Avalanche of new homes in Dubai extends property slump
Dubai's homeowners will have to wait at least a couple more years for a long-running property slump to hit bottom as developers put a record number of new residences on the market this year.
About 31,500 homes will probably be completed this year, more than twice the city's average annual demand over the last five years, according to Craig Plumb, head of Middle East research at broker Jones Lang Lasalle. That compares with the 22,000 homes finished in 2018.
The Dubai property market's long decline since a peak in October 2014 has defied all predictions of a rebound over the last several years. While an oil price slump, fiscal austerity in Saudi Arabia and a strong dollar have driven away potential buyers, construction - much of it by state-controlled developers - hasn't slowed to meet the weaker demand.
Dubai's residential values have slid about 25pc from the 2014 peak, including a 10pc drop last year. JLL expects values to decline by 5pc to 10pc this year. Plumb said he doesn't expect the market to hit bottom until 2021, with the city getting a lift from the World Expo 2020 and the state officials possibly taking steps to stabilise the market by reining in construction.
The government owns the developer of man-made islands, Nakheel PJSC and Dubai Properties Group. It also holds 29pc of builder Emaar Properties. PJSC, which built the world's tallest tower in the city.
This time it's different
Ever since the first gleaming towers sprang out of the desert, Dubai has gotten used to rapid change. It's no stranger to boom-and-bust. What's happening now is different: a slow bleed.
The city's iconic builders are ploughing ahead. Cranes are everywhere. But no one is sure who'll occupy all that new retail and office space. Already, Dubai's malls are noticeably less full of stores and restaurants than they once were. Expatriates, the lifeblood of the economy, have started to pack up and go home - or at least talk about it, as the cost of living and doing business surges. Corporate mainstays, from Emirates airline to developer Emaar Properties, just reported disappointing third-quarter profits. The stock market is having its worst year since 2008.
Business unease was already apparent in April, when Sheikh Mohammed bin Rashid Al Maktoum convened a meeting with more than 100 executives in his palace overlooking the Persian Gulf.
The bosses raised issues including hefty government fees - which are eroding the comparative advantage of tax-free Dubai - to strict visa rules that push foreigners out when they lose their jobs. The conclave was followed by a flurry of decisions, still working their way through the system.
But a fix for what's ailing Dubai may be beyond the powers of its ruler. Sheikh Mohammed and his predecessors built a fishing village into a hub for finance, trade and tourism in the region - but now that region is changing, perhaps for good.
War or trade?
The oil slump since 2014 hit big spenders from other Gulf states who used to flock to Dubai (tourists from China and India are filling the gap, but they're more price-conscious). Saudis are feeling the pinch, as their own government imposes fiscal austerity and confiscates private wealth. The city's role as a trading post is being undermined by a global tariff war - and in particular by the US drive to shut down commerce with nearby Iran.

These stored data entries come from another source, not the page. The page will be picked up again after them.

Issue #1128, opened 2015-02-28
noedit true on a Types.Relationship field shows as not set in admin ui


AndersonTaylor:
```
foo: { type: Types.Relationship, ref: 'Foo', noedit: true }
```
	
is set in a pre save but shows in admin UI as 

![screen shot 2015-02-28 at 12 07 08 pm](https://cloud.githubusercontent.com/assets/1709939/6427306/5d1966f4-bf42-11e4-89b5-3b25d5430ab9.png)

Removing noedit:true  verifies that it is in fact set.
It used to show up as a nice link:

![screen shot 2015-02-28 at 12 11 51 pm](https://cloud.githubusercontent.com/assets/1709939/6427334/0fa7a7cc-bf43-11e4-8550-6093c5f109b6.png)

PR #1134, opened 2015-03-02
Temporary fix for linking non-editable relationship fields with multiple...

creynders:
... values to their respective resources.

ATM if you set a relationship field to `{noedit:true, many:true}` it is rendered as a sequence of `<span>`s, i.e. they're all shown inline, which is just horrible. Also, no links to the respective resources are created.

As a temporary fix I uncommented the relevant lines starting from https://github.com/keystonejs/keystone/blob/master/fields/types/relationship/RelationshipField.js#L151 (and also fixed some errors), but saw that this would revert commit e5905fbcf2277f29406c53dd5e2fa5c4142c3c57. @jossmac do you remember what the error was, and why you chose for this solution?? TBH I think the only thing wrong with the previous code (i.e. the one you commented) was that it returned an undeclared `value` variable instead of `body` which it should have.

Just to be clear: this PR **DEFINITELY** needs to be reviewed, I really don't know the first thing about how the fields are rendered, my changes are a result of trial-and-error in an existing project, but I have NO IDEA of its impact on the relationship field at large.

### DIFF
--- a/fields/types/relationship/RelationshipField.js
+++ b/fields/types/relationship/RelationshipField.js
@@ -143,19 +143,15 @@ module.exports = Field.create({
 		if (!this.state.ready) {
 			return this.renderLoadingUI();
 		}
-		// TODO expand IDs
-		if (this.props.many) {
-			// a(href='/keystone/' + refList.path + '/' + item.get(field.path), data-ref-path=refList.path).ui-related-item= item.get(field.path)
-			return <div className='field-value'>{this.props.value}</div>;
-		} else if (this.props.many && this.props.value.length) {
-			// var body = [];
-			// 
-			// _.each(this.props.value, function (value) {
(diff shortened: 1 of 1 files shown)


creynders:
Just saw #1128 and realized I could fix it at once as well, hence the added commit.

JedWatson:
@creynders good PR, all works as intended. I tweaked the styling a little too, so the min-width is gone now.

gonzalodiaz:
Exactly what I needed! Is there a planned release soon for this fix?

morenoh149:
@gonzalodiaz should be in the next release since it's merged. I'd wager within a week for 0.3.3

gonzalodiaz:
@morenoh149 0.3.3 contains your fix and it is working great. Thanks!

PR #1141, opened 2015-03-03
Localfile enhancements

creynders:
A few minor tweaks to the localfile field type. With this the original filename is automatically saved to the DB as well. This is necessary to allow more advanced custom collision resolutions. Also, the full file object is passed to the `options.filename` function, in symmetry with `options.format` and to allow more complex file name generators. I updated the docs at once as well.
If anything else needs to be done, let me know.


JedWatson:
Looks good to me.

@sebmck is leading an effort to consolidate our file fields in the `file-fields` branch, should these changed be integrated into that also?

PR #1143, opened 2015-03-03
Added DateArray field

liamwooding:
DateArray works much the same as NumberArray and TextArray, but with a Pikaday datepicker being attached to each field in the array.


morenoh149:
Good pull request. But I wonder - wouldn't it be better to remove the dependency on pikaday and use https://jquense.github.io/react-widgets/docs/#/datetime-picker I think it'd be wise to make this move now before adding support for an Array of them.

liamwooding:
Ah good idea, I'm fairly new to React and I hadn't clocked that it had its own datepicker. It feels like a matter for another pull request to me though - as it is, we now have the backend logic and tests which lay the groundwork for when someone wants to make that change.

JedWatson:
:+1+ I agree, @liamwooding.

I've also been looking at [material-ui](http://material-ui.com/) which is a beautiful framework - I love their date picker implementation.

I can't see us actually using it in Keystone because IMO the style of material design is very specific (Google's design language) and I want Keystone to remain more independent than that - we should have our own style that's simple, beautiful but not opinionated or strongly aligned with any one platform or existing design language. Also I suspect Material will become a bit like Bootstrap with its ubiquity.

However I'm interested in seeing what we can borrow from them. One for the roadmap.

PR #1757, opened 2015-10-29
Moved initList middleware into its own file

tmcgoo:
Completed TODO in admin/server/app/createDynamicRouter.js.

InitList middleware had to be moved out into it's own file in the middleware directory.


JedWatson:
:+1: neat, thanks @tmcgoo!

There's a deeper problem. Dubai prospered as a kind of Switzerland in the Gulf, a place to do business walled off from the often violent rivalries of the Middle East, says Jim Krane, author of the 2009 book City of Gold: Dubai and the Dream of Capitalism.
Now the state that Dubai is part of, the United Arab Emirates, has become an active player in those conflicts, fighting in civil wars from Libya to Yemen and joining the Saudi-led boycott of Qatar.
"It's a situation that Dubai finds itself in mostly through no fault of its own," says Krane. "You can go to war with your neighbours, or you can trade with them. It's really hard to do both."
Stories of Qatari citizens being ordered to leave the UAE shocked businesses that serviced the region from headquarters in Dubai. American executives were especially concerned about the prospect of being forced to pick sides, says Barbara Leaf, who was US ambassador in the UAE up until last March.
"It has cast a shadow," she says. "It was a very unpleasant surprise when UAE-based companies found out they could no longer fly or ship goods directly to Doha." The dispute rumbles on, even though the US is applying renewed pressure for a settlement.
That's not the only blowback from siding with the Saudis. When Crown Prince Mohammed Bin Salman rounded up dozens of leading Saudi royals and businessmen at the Ritz-Carlton hotel in a supposed crackdown on corruption, the UAE central bank asked the country's financial institutions to provide information on the accounts of some of those held.
Investors are worried, says Krane. Governments "shouldn't be able to access accounts in other countries based on a simple request".
Dubai also faces consequences of its own success. Lacking energy resources of its own, the city had little choice but to build a non-oil economy.
The 2014 crash jolted other Gulf countries too They're all planning for a post-crude era, and trying to emulate their thriving neighbour by marketing their own capitals as regional hubs. Dubai remains preeminent in that role.
But it's an increasingly high-cost base. In 2013, it ranked as the 90th most expensive place for expats to live, according to New York-based consultant, Mercer. It's now vaulted to 26th on the list.